# My band is playing our 1st show! I have questions!



## ACE IT UP (Sep 26, 2010)

My band is playing our 1st show come the night before halloween! We are a 5-piece progressive/death metal band with about 80% screaming, %20 singing.

Me and the other guitar player run some pretty nasty effects through our pedalboards. One of the pedals I use, a Jamman Digitech loopstation, I actual use for sampling. I've found a way to transfer files from my computer onto the jam man. My question is can I properly connect this to any decent venue PA or will I need a special adapter? The output for the Jamman is your average quarter inch out.

Thanks for any advice!


----------



## Dickicker (Sep 26, 2010)

You should be able to connect to any normal PA wtha a normal Mono Guitar cable. If not, You might need a TRS cable. Not sure. But I'm sure a normal guitar cable should work. lol


----------



## ACE IT UP (Sep 27, 2010)

Cool, so no crazy MIDI/XLR adpaters to worry about? Just %100 trying to avoid having the sound guy say "That's not gonna work..."


----------



## MaxOfMetal (Sep 27, 2010)

Bring an extra 1/4" TRS cable, an extra XLR cable, an extra 1/4" to XLR, as well as a DI box, just in case. Chances are, the venue will have everything to need, but that stuff is cheap enough and handy enough to justify buying. 

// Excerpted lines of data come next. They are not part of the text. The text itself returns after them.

PR #7843, opened 2024-06-25
custom latency distribution

filintod:
# Description

Follow up of https://github.com/dapr/dapr/pull/7789

## Issue reference

Please reference the issue this PR will close: #7641 

## Checklist

* [ ] Code compiles correctly
* [ ] Created/updated tests
* [ ] Unit tests passing


pkg/config/configuration.go
```diff
@@ -271,6 +272,23 @@ func (m MetricSpec) GetHTTPIncreasedCardinality(log logger.Logger) bool {
 	return *m.HTTP.IncreasedCardinality
 }
 
+// GetLatencyDistribution returns a *view.Aggregration to be used for latency histograms
+func (m MetricSpec) GetLatencyDistribution(log logger.Logger) *view.Aggregation {
+	defaultLatencyDistribution := []float64{1, 2, 3, 4, 5, 6, 8, 10, 13, 16, 20, 25, 30, 40, 50, 65, 80, 100, 130, 160, 200, 250, 300, 400, 500, 650, 800, 1_000, 2_000, 5_000, 10_000, 20_000, 50_000, 100_000}
```
artursouza, line 277: Is this the default today?

filintod: from https://github.com/dapr/dapr/blob/master/pkg/diagnostics/http_monitoring.go#L48

defaultLatencyDistribution = view.Distribution(1, 2, 3, 4, 5, 6, 8, 10, 13, 16, 20, 25, 30, 40, 50, 65, 80, 100, 130, 160, 200, 250, 300, 400, 500, 650, 800, 1_000, 2_000, 5_000, 10_000, 20_000, 50_000, 100_000)

filintod:
parallel integration tests seems flaky locally and probably in CI as well

pkg/api/grpc/proxy/handler_test.go
```diff
@@ -74,7 +74,10 @@ func metricsCleanup() {
 		serviceInvocationResponseRecvName)
 }
 
-var testLogger = logger.NewLogger("proxy-test")
+var (
+	testLogger = logger.NewLogger("proxy-test")
+	_          = diag.SetLatencyDistribution(nil)
```
JoshVanL, line 79: Is there a strong reason this should be a global variable rather than done on a per test basis?
Global state in tests is very burdensome/error prone long term, especially since `diag` itself is globally stateful (which we should address eventually).

pkg/apis/configuration/v1alpha1/types.go
```diff
@@ -215,6 +215,9 @@ type MetricSpec struct {
 	HTTP *MetricHTTP `json:"http,omitempty"`
 	// +optional
 	Rules []MetricsRule `json:"rules,omitempty"`
+	// Latency distribution buckets. If not set, the default buckets are used.
+	// +optional
+	LatencyDistributionBuckets []int `json:"latencyDistributionBuckets,omitempty"`
```
JoshVanL, line 220: q: is there a semantic meaning between "unset" and "empty set", i.e. should this be a pointer to slice to differentiate `nil` pointer and empty slice?
I ask because it has been labeled as optional.

artursouza (dismissed):
This is an important change to help reduce cardinality problem for users. We have far too many buckets by default.

pkg/apis/configuration/v1alpha1/types.go
JoshVanL, line 220: Please can we add a more detailed specific comment about what this tunes? I can probably _guess_ what this does, but it would be good to include what latency in this context means, what metric types this effects (with some examples), and some example values a user would typically include.

Without reading further, latency of daprd to app is going to be vastly different to daprd to an external flaky HTTP IoT device so a blanket bucket set could be confusing.

pkg/config/configuration.go
```diff
@@ -253,9 +254,11 @@ func (o OtelSpec) GetIsSecure() bool {
 // MetricSpec configuration for metrics.
 type MetricSpec struct {
 	// Defaults to true
-	Enabled *bool         `json:"enabled,omitempty" yaml:"enabled,omitempty"`
-	HTTP    *MetricHTTP   `json:"http,omitempty" yaml:"http,omitempty"`
-	Rules   []MetricsRule `json:"rules,omitempty" yaml:"rules,omitempty"`
+	Enabled *bool       `json:"enabled,omitempty" yaml:"enabled,omitempty"`
+	HTTP    *MetricHTTP `json:"http,omitempty" yaml:"http,omitempty"`
+	// Latency distribution buckets. If not set, the default buckets are used.
+	LatencyDistributionBuckets *[]int        `json:"latencyDistributionBuckets,omitempty" yaml:"latencyDistributionBuckets,omitempty"`
```
JoshVanL, line 260: We use a pointer here 🙂

pkg/config/configuration.go
```diff
@@ -275,6 +278,24 @@ func (m MetricSpec) GetHTTPIncreasedCardinality(log logger.Logger) bool {
 	return *m.HTTP.IncreasedCardinality
 }
 
+// GetLatencyDistribution returns a *view.Aggregration to be used for latency histograms
+func (m MetricSpec) GetLatencyDistribution(log logger.Logger) *view.Aggregation {
+	defaultLatencyDistribution := []float64{1, 2, 3, 4, 5, 6, 8, 10, 13, 16, 20, 25, 30, 40, 50, 65, 80, 100, 130, 160, 200, 250, 300, 400, 500, 650, 800, 1_000, 2_000, 5_000, 10_000, 20_000, 50_000, 100_000}
```
JoshVanL, line 283: q: is this particular step a common standard?

JoshVanL (changes requested):

pkg/config/configuration.go
filintod: this is the current default, not really a standard, it is too many

filintod: https://github.com/dapr/dapr/pull/7843#discussion_r1651993783

pkg/apis/configuration/v1alpha1/types.go
filintod: sure, this is per config, so people can adjust that to the respective app. will provide some more context

pkg/api/grpc/proxy/handler_test.go
filintod: don't think so, let me revisit

pkg/apis/configuration/v1alpha1/types.go
filintod: should we call this `CustomLatencyDistributionBuckets` to differentiate from default?

JoshVanL: Tbh, I actually prefer LatencyDistributionBuckets. Although the user doesn't necessarily see it, the field itself (at least internally) gets set to the default value when unset, rather than acting as some kind of override. A good visualisation would be the API docs reference table whereby one of the columns is the default. If it was an override kind of field then the default would be nil rather than the actual end result value.
A lot of Dapr Configuration APIs would end up with Custom prefixes under the logic they customise a behaviour imo, which I don't think we want.

tests/integration/framework/process/daprd/daprd.go
```diff
@@ -327,17 +328,41 @@ func (d *Daprd) ProfilePort() int {
 	return d.profilePort
 }
 
+type MetricBucket struct {
+	UpperBound      float64
+	CumulativeCount uint64
+}
```
JoshVanL, line 334:
```suggestion
```

tests/integration/framework/process/daprd/daprd.go
```diff
@@ -327,17 +328,41 @@ func (d *Daprd) ProfilePort() int {
...
+
+type metricsOptions struct {
+	includeBuckets bool
+}
```
JoshVanL, line 338: Please move `includeBuckets` as a field to `options` in `options.go` with an appropriate name.

tests/integration/framework/process/daprd/daprd.go
```diff
@@ -327,17 +328,41 @@ func (d *Daprd) ProfilePort() int {
...
+
+func WithIncludeBuckets() func(metricsOptions *metricsOptions) {
+	return func(m *metricsOptions) {
+		m.includeBuckets = true
+	}
+}
```
JoshVanL, line 344: Move to `options.go`.

tests/integration/framework/process/daprd/daprd.go
```diff
@@ -327,17 +328,41 @@ func (d *Daprd) ProfilePort() int {
...
+
 // Returns a subset of metrics scraped from the metrics endpoint
-func (d *Daprd) Metrics(t *testing.T, ctx context.Context) map[string]float64 {
+func (d *Daprd) Metrics(t *testing.T, ctx context.Context, opts ...func(*metricsOptions)) map[string]float64 {
 	t.Helper()
 
+	curOpts := metricsOptions{}
+	for _, o := range opts {
+		o(&curOpts)
+	}
```
JoshVanL, line 353: Is there a reason we should ever _not_ include the bucket metrics to the returned test func? Is this option really needed?

tests/integration/framework/process/daprd/daprd.go
```diff
@@ -327,17 +328,41 @@ func (d *Daprd) ProfilePort() int {
...
+
 	req, err := http.NewRequestWithContext(ctx, http.MethodGet, fmt.Sprintf("http://%s/metrics", d.MetricsAddress()), nil)
 	require.NoError(t, err)
 
 	resp, err := d.httpClient.Do(req)
 	require.NoError(t, err)
 	require.Equal(t, http.StatusOK, resp.StatusCode)
 
+	// read resp.Body to variable
+	body, _ := io.ReadAll(resp.Body)
```
JoshVanL, line 363: Always check error.
```suggestion
	body, err := io.ReadAll(resp.Body)
	require.NoError(t, err)
```

tests/integration/framework/process/daprd/daprd.go
```diff
@@ -327,17 +328,41 @@ func (d *Daprd) ProfilePort() int {
...
+	resp.Body = io.NopCloser(bytes.NewReader(body))
```
JoshVanL, line 364: Why are we doing this? Seems superfluous :raised_eyebrow:

tests/integration/suite/daprd/metrics/http/cardinality/high.go
```diff
@@ -63,7 +63,7 @@ func (h *high) Setup(t *testing.T) []framework.Option {
 apiVersion: dapr.io/v1alpha1
 kind: Configuration
 metadata:
-  name: lowcardinality
+  name: highcardinality
```
JoshVanL, line 66: :+1:

tests/integration/suite/daprd/metrics/http/distributionbuckets/util.go
```diff
@@ -0,0 +1,22 @@
+package distributionbuckets
```
JoshVanL, line 1: Add copyright headers.

tests/integration/suite/daprd/metrics/http/distributionbuckets/util.go
```diff
@@ -0,0 +1,22 @@
...
+
+import (
+	"fmt"
+	"strconv"
+	"strings"
+)
+
+func getBucketFromKey(k string) (float64, error) {
```
JoshVanL, line 9: Consider passing in a `testing.T` so we can `require` inside the func, cleaning up the code a bit. 

```suggestion
func getBucketFromKey(t *testing.T, k string) float64 {
```

JoshVanL (changes requested):

tests/integration/framework/process/daprd/daprd.go
filintod: not a big reason. the function description said a subset and why I added this as an optional one. 

I guess not including will save some memory and a bit of speed, even though for tests that might not be the most important thing.

I can have it always return it.

filintod: @JoshVanL let me know your recommendation to change one way or another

Of course talking to the venue in advance would take all the guess work out of it.


----------



## Daggorath (Sep 27, 2010)

As said above, the best thing you can do is give the venue a call and try and get in contact with the sound guys there. Bringing extra cables is always a good idea ifnot.


----------



## Black_tear (Sep 30, 2010)

One thing that comes in mind (probably to obvious but...) try the samples in a PA system first if you didn't already.
I've heard some samples that sounded good on rehearsal but then trough a PA, live, sounded like  .


----------



## ACE IT UP (Oct 1, 2010)

Thanks everyone for the good advice! I'll be bringing extra adapters just incase. I've tested the samples on 2 different PAs and they seem to work fine if I match the levels correctly, I'm using mostly 808 effects!

Any tips or advice in general for a band that's about to play their first metal show???


----------



## Soubi7string (Oct 1, 2010)

be sure to bring ear plugs...just thought I'd say that


----------



## ZEBOV (Oct 4, 2010)

See my most recent post in this thread (and as many other posts are you can). Mine is 2nd from the last.
http://www.sevenstring.org/forum/li...d/40683-the-donts-of-live-performance-13.html


----------



## ZXIIIT (Oct 7, 2010)

ACE IT UP said:


> Any tips or advice in general for a band that's about to play their first metal show???

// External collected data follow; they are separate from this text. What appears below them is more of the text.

PR #7873, opened 2024-07-01
default scheduler addr for sidecar automatically

cicoyle:
default scheduler addr for sidecar automatically

### DIFF
--- a/cmd/daprd/options/options.go
+++ b/cmd/daprd/options/options.go
@@ -168,7 +168,7 @@ func New(origArgs []string) (*Options, error) {
 	// --placement-host-address is a legacy (but not deprecated) flag that is translated to the actors-service flag
 	var placementServiceHostAddr string
 	fs.StringVar(&placementServiceHostAddr, "placement-host-address", "", "Addresses for Dapr Actor Placement servers (overrides actors-service)")
-	fs.StringSliceVar(&opts.SchedulerAddress, "scheduler-host-address", nil, "Addresses of the Scheduler service instance(s), as comma separated host:port pairs")
+	fs.StringSliceVar(&opts.SchedulerAddress, "scheduler-host-address", []string{"127.0.0.1:50006"}, "Addresses of the Scheduler service instance(s), as comma separated host:port pairs")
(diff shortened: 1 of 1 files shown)


yaron2 (approved):

cmd/daprd/options/options.go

Don't get so trashed before your set that you end finishing your last song on the floor...



Other than that, just be prepared (backup everything) and have a blast playing for a crowd.


----------



## synrgy (Oct 7, 2010)

Soubi7string said:


> be sure to bring ear plugs...just thought I'd say that



THIS. If you want to still hear 10 years from now, anyway. 

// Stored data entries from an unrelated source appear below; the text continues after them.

PR #7875, opened 2024-07-02
Don't use dns by default for placement service in k8s. Get placement addresses from env variable.

elena-kolevska:
# Description

This PR changes the default placement service address in k8s deployments from the headless service to the addresses of the pods.
Placement addresses can also be specified through an env variable.

## Checklist

* [x] Code compiles correctly
* [x] Created/updated tests
* [x] Unit tests passing


charts/dapr/charts/dapr_placement/templates/dapr_placement_statefulset.yaml
```diff
@@ -97,7 +97,7 @@ spec:
   {{- end }}
 {{- end }}
         ports:
-          - containerPort: {{ .Values.ports.apiPort }}
```
artursouza, line 100: Why is this needed?

artursouza (commented):
minor nit

charts/dapr/charts/dapr_placement/templates/dapr_placement_statefulset.yaml
elena-kolevska: This was a variable under the placement charts which defines the port of the placement service.
In order to be able to access it from the injector chart, I moved it to global.

JoshVanL:
I don't fully understand the need for this PR- the benefit of using the headless service is that endpoints are added/removed from the DNS response according to each Pods health. Sure this is behaviour we want to keep?

elena-kolevska:
Closing because the problem that this PR was trying to address was solved in https://github.com/dapr/dapr/pull/7919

Great advice about always having extra cables, a DI box, and other assorted back up stuff in one's gig bag. Never know when any cable (or amp ) might decide to go kaput. 

I've actually made a habit of just buying _random_ adapters any time I'm at a Radio Shack/Guitar Center kind of place, because chances are, I'm _definitely_ going to need them at some point or another. To date, of the tens-to-hundreds I've bought, I think only 2 or 3 haven't been used yet. 

So yeah, +1 to bringing a bag with extra shit in it. Strings, cables, wall-warts as necessary, etc. It's a lot easier to let go and have a great time when you know that you have yourself covered should any of your gear go crazy.


----------



## josh pelican (Oct 7, 2010)

Make sure your fly is up.


----------



## The Munk (Oct 7, 2010)

synrgy said:


> THIS. If you want to still hear 10 years from now, anyway.
> 
> I've actually made a habit of just buying _random_ adapters any time I'm at a Radio Shack/Guitar Center kind of place, because chances are, I'm _definitely_ going to need them at some point or another. To date, of the tens-to-hundreds I've bought, I think only 2 or 3 haven't been used yet.
> 
> So yeah, +1 to bringing a bag with extra shit in it. Strings, cables, wall-warts as necessary, etc. It's a lot easier to let go and have a great time when you know that you have yourself covered should any of your gear go crazy.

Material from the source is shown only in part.